By Arnold Pickmere
Just how low can you go with television programmes?
Who Wants to Marry a Multi-Millionaire, shown recently by the Fox network in the United States, must have come close.
That was the one in which Darva Conger, aged 34, was selected from 50 potential brides, who preened and paraded in front of a self-made millionaire who watched hidden from view.
The women introduced themselves, were asked some Dating Game-style questions, after which Darva found herself married to San Diego comic and real estate developer Rick Rockwell, 43.
The show attracted massive criticism, a big audience and produced a stampede of future applicants to the Fox Website (which crashed).
It didn't last of course. Pretty soon it emerged that a former fiancee of Rockwell had taken out a restraining order after claiming he beat and threatened to kill her.

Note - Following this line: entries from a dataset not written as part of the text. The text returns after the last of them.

PR #1926, opened 2022-10-27
improve hasExpressionType api

rajyan:


rajyan:
Hmm, my guess was wrong... This change doesn't fix the composer error.

rajyan:
Reverted because doesn't fix the composer integration test error, but I think this PR is mergable now.

ondrejmirtes:
Thank you!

A Philadelphia critic described the show as a cross between "spin the bottle and a cattle auction."
And the candidates who missed out, People magazine reports, were also relieved when the millionaire hove into view on their backstage monitor. The room erupted with "Whew. God forbid it was me," one contestant recounted.
Such tacky shows (to be shown on TV3 on March 31 at 7.30 pm) are blamed by the big American networks on the need to try to stop their audiences drifting to racier, no-holds barred offerings on a multitude of cable television channels.